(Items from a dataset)
···
PR #1876, opened 2022-03-18
chore: Fetch collectibles via builder-client

### LINKED ISSUE #1816: Move opensea api call to the builder-server and builder-client
- Add [method](https://github.com/decentraland/builder-client/blob/main/src/client/BuilderClient.ts) to hit the server.
- Move endpoint to the builder-server

fzavalia:
Closes #1816


src/modules/asset/sagas.ts
```diff
@@ -6,57 +6,73 @@ import {
...
-      })
+  }
+
+  async function getNFTs(owner: string, cursor?: string): Promise<NFT[]> {
+    const response = await client.getNFTs({ owner, cursor })
+
+    const { next, nfts } = response
+
+    if (next) {
+      await sleep(400)
```
nicosantangelo, line 70: Question: why's this necessary? I see that the old implementation had a `sleep(400)` but we keeping it here for a particular reason?
seems like we could just hit the API right?

fzavalia: I don't know what the reason behind the sleep was. Just kept it there as the backend is still calling the same opensea endpoint. Yet I think its safe to remove it.

nicosantangelo (approved):

PR #1881, opened 2022-03-18
fix: push changes

cazala:
This PR fixes the push changes flow that is currently not working due to what it seems to be a miss-match in the generation of the content hash on the backend. I commented the piece of code that uses the `item.currentContentHash` when available, and it always generates it on the frontend. Since this hash and the one in the backend are different, I had to hardcode the `hasHashes` variable in the `getItemSyncedStatus` helper so it doesn't compare the backend hashes and it fallback to the previous logic that compares all the relevant properties of the item and the entity.


cazala:
closed in favor of #1888 1888

PR #1883, opened 2022-03-21
test: Add missing tests for the TP approval flow

### LINKED ISSUE #1882: Add test for the TP Approval flow
Add tests to the TP approval flow sagas since it's still untested.

juanmahidalgo:
## Description

Adds tests for the TP approval flow, considering all the steps and what happens if they fail.

Closes #1882


src/modules/collection/sagas.spec.ts
```diff
@@ -781,3 +801,240 @@ describe('when executing the approval flow', () => {
...
+
+      describe('when the consume slots transaction fails', () => {
+        it('should open the modal in an error state', () => {
+          const consumeSlotsError = 'Error when consuming slots'
+          const parsedSignature = ethers.utils.splitSignature(cheque.signature)
+          const merkleTree = generateTree(Object.values(contentHashes))
+          return expectSaga(collectionSaga, mockBuilder, mockCatalyst)
+            .provide([
+              [call([mockBuilder, 'fetchApprovalData'], TPCollection.id), { cheque, content_hashes: contentHashes }],
+              [delay(1000), void 0],
```
nicosantangelo, line 951: any reason not tu use `undefined` here?

src/modules/collection/sagas.spec.ts
```diff
@@ -37,16 +41,30 @@ import {
...
 } from './actions'
 import { collectionSaga } from './sagas'
 import { Collection } from './types'
 import { getLatestItemHash, UNSYNCED_COLLECTION_ERROR_PREFIX } from './utils'
-import { getOpenModals } from 'decentraland-dapps/dist/modules/modal/selectors'
+
+jest.mock('./utils', () => ({
+  ...jest.requireActual('./utils'),
+  isTPDeployEnabled: jest.fn().mockImplementation(() => true)
+}))
```
nicosantangelo, line 54: question: are we trying to mock all functions from `./utils` here or is it used more as a way to mock isTPDeployEnabled.

I'm asking because we were already importing `import { getLatestItemHash, UNSYNCED_COLLECTION_ERROR_PREFIX } from './utils'` here but now those will be mocked and if we just need to mock `isTPDeployEnabled` we can do that on a top-level `beforeAll`

nicosantangelo (commented):
Two comments but 💯

src/modules/collection/sagas.spec.ts
juanmahidalgo: Let's continue it in Slack :)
···
DIRECTIONS:
Top to bottom, transcribe every line above exactly.

RESPONSE BELOW:
PR #1876, opened 2022-03-18
chore: Fetch collectibles via builder-client

### LINKED ISSUE #1816: Move opensea api call to the builder-server and builder-client
- Add [method](https://github.com/decentraland/builder-client/blob/main/src/client/BuilderClient.ts) to hit the server.
- Move endpoint to the builder-server

fzavalia:
Closes #1816


src/modules/asset/sagas.ts
```diff
@@ -6,57 +6,73 @@ import {
...
-      })
+  }
+
+  async function getNFTs(owner: string, cursor?: string): Promise<NFT[]> {
+    const response = await client.getNFTs({ owner, cursor })
+
+    const { next, nfts } = response
+
+    if (next) {
+      await sleep(400)
```
nicosantangelo, line 70: Question: why's this necessary? I see that the old implementation had a `sleep(400)` but we keeping it here for a particular reason?
seems like we could just hit the API right?

fzavalia: I don't know what the reason behind the sleep was. Just kept it there as the backend is still calling the same opensea endpoint. Yet I think its safe to remove it.

nicosantangelo (approved):

PR #1881, opened 2022-03-18
fix: push changes

cazala:
This PR fixes the push changes flow that is currently not working due to what it seems to be a miss-match in the generation of the content hash on the backend. I commented the piece of code that uses the `item.currentContentHash` when available, and it always generates it on the frontend. Since this hash and the one in the backend are different, I had to hardcode the `hasHashes` variable in the `getItemSyncedStatus` helper so it doesn't compare the backend hashes and it fallback to the previous logic that compares all the relevant properties of the item and the entity.


cazala:
closed in favor of #1888 1888

PR #1883, opened 2022-03-21
test: Add missing tests for the TP approval flow

### LINKED ISSUE #1882: Add test for the TP Approval flow
Add tests to the TP approval flow sagas since it's still untested.

juanmahidalgo:
## Description

Adds tests for the TP approval flow, considering all the steps and what happens if they fail.

Closes #1882


src/modules/collection/sagas.spec.ts
```diff
@@ -781,3 +801,240 @@ describe('when executing the approval flow', () => {
...
+
+      describe('when the consume slots transaction fails', () => {
+        it('should open the modal in an error state', () => {
+          const consumeSlotsError = 'Error when consuming slots'
+          const parsedSignature = ethers.utils.splitSignature(cheque.signature)
+          const merkleTree = generateTree(Object.values(contentHashes))
+          return expectSaga(collectionSaga, mockBuilder, mockCatalyst)
+            .provide([
+              [call([mockBuilder, 'fetchApprovalData'], TPCollection.id), { cheque, content_hashes: contentHashes }],
+              [delay(1000), void 0],
```
nicosantangelo, line 951: any reason not tu use `undefined` here?

src/modules/collection/sagas.spec.ts
```diff
@@ -37,16 +41,30 @@ import {
...
 } from './actions'
 import { collectionSaga } from './sagas'
 import { Collection } from './types'
 import { getLatestItemHash, UNSYNCED_COLLECTION_ERROR_PREFIX } from './utils'
-import { getOpenModals } from 'decentraland-dapps/dist/modules/modal/selectors'
+
+jest.mock('./utils', () => ({
+  ...jest.requireActual('./utils'),
+  isTPDeployEnabled: jest.fn().mockImplementation(() => true)
+}))
```
nicosantangelo, line 54: question: are we trying to mock all functions from `./utils` here or is it used more as a way to mock isTPDeployEnabled.

I'm asking because we were already importing `import { getLatestItemHash, UNSYNCED_COLLECTION_ERROR_PREFIX } from './utils'` here but now those will be mocked and if we just need to mock `isTPDeployEnabled` we can do that on a top-level `beforeAll`

nicosantangelo (commented):
Two comments but 💯

src/modules/collection/sagas.spec.ts
juanmahidalgo: Let's continue it in Slack :)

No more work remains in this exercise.